Issue #209, opened 2020-05-08
Migrate to f-strings


StrikerRUS:
m2cgen's codebase heavily utilizes string formatting and concatenation mechanisms. [`f-strings`](https://www.python.org/dev/peps/pep-0498/) ([brief guide](https://realpython.com/python-f-strings/)) are known to be the fastest method to format string ([1](https://cito.github.io/blog/f-strings/), [2](https://stackoverflow.com/a/48465349)) and they increase code readability a lot.

![image](https://user-images.githubusercontent.com/25141164/81418871-07a9b980-9156-11ea-8870-6f3bb637789d.png)
Source: https://cito.github.io/blog/f-strings/.

One problem is only that they are supported starting from Python 3.6, but currently m2cgen supports Python 3.5.
https://github.com/BayesWitnesses/m2cgen/blob/7626a601a5f2415c66b4412f6936ed9d87deb77c/setup.py#L28

My suggestion is the following. Mark the next `0.8.0` release as the latest which supports Python 3.5 and drop the support in `0.9.0` release. It will be approximately in the same time as Python 3.5 reaches its EOL ([2020-09-13](https://devguide.python.org/#branchstatus)).

StrikerRUS:
OK, as we've agreed to drop Python 3.5 after 0.8.0 release, I'd like to list all files in the project that should be checked for replacing `format` to f-string. It will be useful because I don't think that one huge PR is a good idea. Instead, a bunch of small PRs is better in terms of review speed and ease.


- [ ] m2cgen\setup.py
- [ ] m2cgen\generated_code_examples\python\classification\decision_tree.py
- [ ] m2cgen\generated_code_examples\python\classification\lightgbm.py
- [ ] m2cgen\generated_code_examples\python\classification\linear.py
- [ ] m2cgen\generated_code_examples\python\classification\random_forest.py
- [ ] m2cgen\generated_code_examples\python\classification\svm.py
- [ ] m2cgen\generated_code_examples\python\classification\xgboost.py
- [ ] m2cgen\generated_code_examples\python\regression\decision_tree.py
- [ ] m2cgen\generated_code_examples\python\regression\lightgbm.py
- [ ] m2cgen\generated_code_examples\python\regression\linear.py
- [ ] m2cgen\generated_code_examples\python\regression\random_forest.py
- [ ] m2cgen\generated_code_examples\python\regression\svm.py
- [ ] m2cgen\generated_code_examples\python\regression\xgboost.py
[...]

PR #213, opened 2020-05-10
migrate from string.Template to string.format

StrikerRUS:
In contrast to #209, this improvement can be done right now before dropping support of Python 3.5.

As it is known that performance highly depends on a kind of templates, I made simple bench for our current `CodeTemplate` class and a new one. And it seems that for our case (very small strings with few placeholders) `format` works best.

> This comparison is, of course, highly dependent on what you're doing. What if you're rendering lots of small templates rather than one massive table? Then entirely different performance characteristics of the template engine would become relevant, like template parsing and loading time. Moral? Make optimization decisions based on your own benchmarks of your own code.
  https://stackoverflow.com/questions/1324238/what-is-the-fastest-template-system-for-python#comment5776737_1326219

> From the jinja2 docs, it seems that string.Template is the fastest if that's all you need.
>>  Without a doubt you should try to remove as much logic from templates as possible. But templates without any logic mean that you have to do all the processing in the code which is boring and stupid. A template engine that does that is shipped with Python and called string.Template. Comes without loops and if conditions and is by far the fastest template engine you can get for Python.

> https://stackoverflow.com/a/1324258


StrikerRUS:
For the bench I collected all possible templates from all currently supported languages.

```
from string import Template


class CodeTemplate:

    def __init__(self, template):
        self.template = Template(template)
        self.str_template = template

    def __str__(self):
        return self.str_template

    def __call__(self, *args, **kwargs):
        return self.template.substitute(*args, **kwargs)


class NewCodeTemplate:

    def __init__(self, template):
        self.str_template = template

    def __str__(self):
        return self.str_template

    def __call__(self, *args, **kwargs):
        # Force calling str() representation
        # because without it numpy gives the same output
        # for different float types
        return self.str_template.format(
            *[str(i) for i in args],
            **{k: str(v) for k, v in kwargs.items()})


values = [1, 42, 42.42, .42, 42.424242424242424242, -2, -42, -42.42, -42.424242424242442, 0]
lefts = values
ops = ["+", "-", "/", "*", "**", "^"]
rights = values
var_types = ["double", "[]double", "Double"]
var_names = ["var0", "var1", "var2"]
array_names = var_names
indexs = [0, 1, 2, 100, 1000]
if_defs = ["(input[5]) > (7.437)", "(input[5]) <= (7.4370003)", "(input[12]) <= (15.0)", "(input[12]) <= (14.395)"]
module_names = ["score", "Model", "Test"]
init_vals = values
type_modifiers = ["", "[]"]
func_names = module_names
block_names = ["Module", "Sub", "Function", "If"]

tpl_1 = "${value}"
tpl_2 = "(${left}) ${op} (${right})"
tpl_3 = "${var_type} ${var_name};"
tpl_4 = "return ${value};"
tpl_5 = "${array_name}[${index}]"
tpl_6 = "if (${if_def}) {{"
tpl_7 = "}} else {{"
tpl_8 = "}}"
tpl_9 = "${var_name} = ${value};"
tpl_10 = "var ${var_name} ${var_type}"
tpl_11 = "return ${value}"
tpl_12 = "if ${if_def} {{"
tpl_13 = "${var_name} = ${value}"
tpl_14 = "module ${module_name} where"
tpl_15 = "$$${array_name}[${index}]"
tpl_16 = "${var_type}${var_name} = ${init_val}"
tpl_17 = "return ${value}"
tpl_18 = "np.asarray(${value})"
tpl_19 = "if ${if_def}:"
tpl_20 = "else:"
tpl_21 = "return(${value})"
tpl_22 = "${var_name} <- ${value}"
tpl_23 = "Dim ${var_name}${type_modifier} As ${var_type}"
tpl_24 = "${func_name} = ${value}"
tpl_25 = "If ${if_def} Then"
tpl_26 = "Else"
tpl_27 = "End ${block_name}"
tpl_28 = "${array_name}(${index})"
tpl_29 = "${array_name}(${index}) = ${value}"
tpl_30 = "Module ${module_name}"

def test():
    class TestCodeTemplateClass(NewCodeTemplate):
        pass
    
    for value in values:
        TestCodeTemplateClass(tpl_1)(value=value)
    
    for left in lefts:
        for op in ops:
            for right in rights:
                TestCodeTemplateClass(tpl_2)(left=left, op=op, right=right)
        
    for var_type in var_types:
        for var_name in var_names:
            TestCodeTemplateClass(tpl_3)(var_type=var_type, var_name=var_name)
                
    for value in values:
        TestCodeTemplateClass(tpl_4)(value=value)
        
    for array_name in array_names:
        for index in indexs:
            TestCodeTemplateClass(tpl_5)(array_name=array_name, index=index)
            
    for if_def in if_defs:
        TestCodeTemplateClass(tpl_6)(if_def=if_def)
        
    for _ in range(3):
        TestCodeTemplateClass(tpl_7)()
        
    for _ in range(3):
        TestCodeTemplateClass(tpl_8)()
        
    for value in values:
        for var_name in var_names:
            TestCodeTemplateClass(tpl_9)(value=value, var_name=var_name)
            
    for var_type in var_types:
        for var_name in var_names:
            TestCodeTemplateClass(tpl_10)(var_type=var_type, var_name=var_name)
            
    for value in values:
        TestCodeTemplateClass(tpl_11)(value=value)
        
    for if_def in if_defs:
        TestCodeTemplateClass(tpl_12)(if_def=if_def)
        
    for value in values:
        for var_name in var_names:
            TestCodeTemplateClass(tpl_13)(value=value, var_name=var_name)
            
    for module_name in module_names:
        TestCodeTemplateClass(tpl_14)(module_name=module_name)
        
    for array_name in array_names:
        for index in indexs:
            TestCodeTemplateClass(tpl_15)(array_name=array_name, index=index)
            
    for var_type in var_types:
        for var_name in var_names:
            for init_val in init_vals:
                TestCodeTemplateClass(tpl_16)(var_type=var_type, var_name=var_name, init_val=init_val)
            
    for value in values:
        TestCodeTemplateClass(tpl_17)(value=value)
        
    for value in values:
        TestCodeTemplateClass(tpl_18)(value=value)
        
    for if_def in if_defs:
        TestCodeTemplateClass(tpl_19)(if_def=if_def)
        
    for _ in range(3):
        TestCodeTemplateClass(tpl_20)()
        
    for value in values:
        TestCodeTemplateClass(tpl_21)(value=value)
        
    for var_name in var_names:
        for value in values:
            TestCodeTemplateClass(tpl_22)(var_name=var_name, value=value)
            
    for var_type in var_types:
        for var_name in var_names:
            for type_modifier in type_modifiers:
                TestCodeTemplateClass(tpl_23)(var_type=var_type, var_name=var_name, type_modifier=type_modifier)
                
    for value in values:
        for func_name in func_names:
            TestCodeTemplateClass(tpl_24)(value=value, func_name=func_name)
            
    for if_def in if_defs:
        TestCodeTemplateClass(tpl_25)(if_def=if_def)
        
    for _ in range(3):
        TestCodeTemplateClass(tpl_26)()
        
    for block_name in block_names:
        TestCodeTemplateClass(tpl_27)(block_name=block_name)
        
    for array_name in array_names:
        for index in indexs:
            TestCodeTemplateClass(tpl_28)(array_name=array_name, index=index)
            
    for array_name in array_names:
        for index in indexs:
            for value in values:
                TestCodeTemplateClass(tpl_29)(array_name=array_name, index=index, value=value)
                
    for module_name in module_names:
        TestCodeTemplateClass(tpl_30)(module_name=module_name)

%%timeit -n30 -r10
test()
```

`CodeTemplate`:

```
18.4 ms ± 1.02 ms per loop (mean ± std. dev. of 10 runs, 30 loops each)
```

`NewCodeTemplate`:

```
9.65 ms ± 1.21 ms per loop (mean ± std. dev. of 10 runs, 30 loops each)
```

StrikerRUS:
Also, I tried the following possible solution, but it gave the worst score.
```
from string import Formatter


class _Formatter(Formatter):
    def convert_field(self, value, conversion):
        # Force calling str() representation by default,
        # because without it numpy gives the same output
        # for different float types
        return super().convert_field(
            value=value,
            conversion="s")


class AnotherCodeTemplate:

    fmt = _Formatter()

    def __init__(self, template):
        self.str_template = template

    def __str__(self):
        return self.str_template

    def __call__(self, *args, **kwargs):
        return self.fmt.format(self.str_template, *args, **kwargs)
```

```
34.4 ms ± 661 µs per loop (mean ± std. dev. of 10 runs, 30 loops each)
```

m2cgen/interpreters/code_generator.py
```diff
@@ -1,17 +1,18 @@
...
         return self.str_template
 
     def __call__(self, *args, **kwargs):
-        return self.template.substitute(*args, **kwargs)
+        # Force calling str() representation
+        # because without it numpy gives the same output
+        # for different float types
+        return self.str_template.format(
+            *[str(i) for i in args],
+            **{k: str(v) for k, v in kwargs.items()})
```
StrikerRUS, line 15: This bug(?) was spotted by our XGBoost(hist) e2e test and can be demonstrated in the following example.

```
import numpy as np

test_float_val = 42.42424242424242424242

print(np.float16(test_float_val).__str__())
# 42.44  Correct
print(np.float32(test_float_val).__str__())
# 42.424244  Correct
print(np.float64(test_float_val).__str__())
# 42.42424242424242  Correct

print(np.float16(test_float_val).__format__(""))
# 42.4375  Wrong
print(np.float32(test_float_val).__format__(""))
# 42.42424392700195  Wrong
print(np.float64(test_float_val).__format__(""))
# 42.42424242424242  Correct
```

izeigerman: Oh wow, this is a great catch. Does it mean that the root cause we originally discovered could've been wrong?

StrikerRUS: Sorry, didn't get it!

This issue illustrates only that we should always dump float values into native code via `str()` and not `format()`. 

Our current code generator use `template.substitute()` which calls `str()` under the hood. So we wasn't able to spot this "bug" (I'm still not sure that this is a real bug, or `numpy` produces different results with `str()` and `format()` by design).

» What you will do: Starting from the records above, filter out all lines except those containing the word "setup".

» Answer area:
https://github.com/BayesWitnesses/m2cgen/blob/7626a601a5f2415c66b4412f6936ed9d87deb77c/setup.py#L28
- [ ] m2cgen\setup.py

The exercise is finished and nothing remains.